* Trouble when growing a raid5 array
@ 2006-11-30 7:04 Jacob Schmidt Madsen
2006-12-01 11:18 ` Jacob Schmidt Madsen
0 siblings, 1 reply; 4+ messages in thread
From: Jacob Schmidt Madsen @ 2006-11-30 7:04 UTC (permalink / raw)
To: linux-raid
Hey
I bought 2 new disks to be included in a big raid5 array.
I executed:
# mdadm /dev/md5 -a /dev/sdh1
# mdadm /dev/md5 -a /dev/sdi1
# mdadm --grow /dev/md5 --raid-disks=8
After 12 hours it stalled:
# cat /proc/mdstat
md5 : active raid5 sdc1[6] sdb1[7] sdi1[3] sdh1[2] sdg1[1] sdf1[0] sde1[4]
sdd1[5]
1562842880 blocks super 0.91 level 5, 64k chunk, algorithm 2 [8/8]
[UUUUUUUU]
[===================>.] reshape = 98.1% (306783360/312568576)

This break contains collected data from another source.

PR #283, opened 2022-06-08
Don’t filter topic group items from unavailable languages

ethan-kusters:
Resolves rdar://94406023.

Bug/issue #, if applicable: 

## Summary

Addresses a regression where DocC began excluding manually curated topic group items that link to languages not otherwise locally included in the documentation content.

This is fallout from the work done to support multi-language variants of a page where we introduced filtering of topic group items based on the current variant.

So a catalog that only includes Swift content might link to a symbol that externally resolves to a Data or Objective-C source language. Then that symbol would be filtered out since the current page only includes a Swift-language variant.

The solution is to only filter topic group items based on languages that the parent page is actually available in. This ensures that we never filter out an item in a way that makes it impossible to actually view.

In other words, it’s okay to filter out Objective-C  items from the Swift variant of a Swift/Objective-C page. But it’s not okay to filter out Javascript items from this page since there is no Javascript version of that page for the reader to select in order to view that item.

## Testing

finish=668.7min speed=144K/sec
Its been stuck at 306783360/312568576 for hours now.
When i check the kernel log it is full of "compute_blocknr: map not correct".
I guess something went really bad? If someone know what is going on or if
someone know what i can do to fix this.
I would really be sad if all the data was gone.
Thanks!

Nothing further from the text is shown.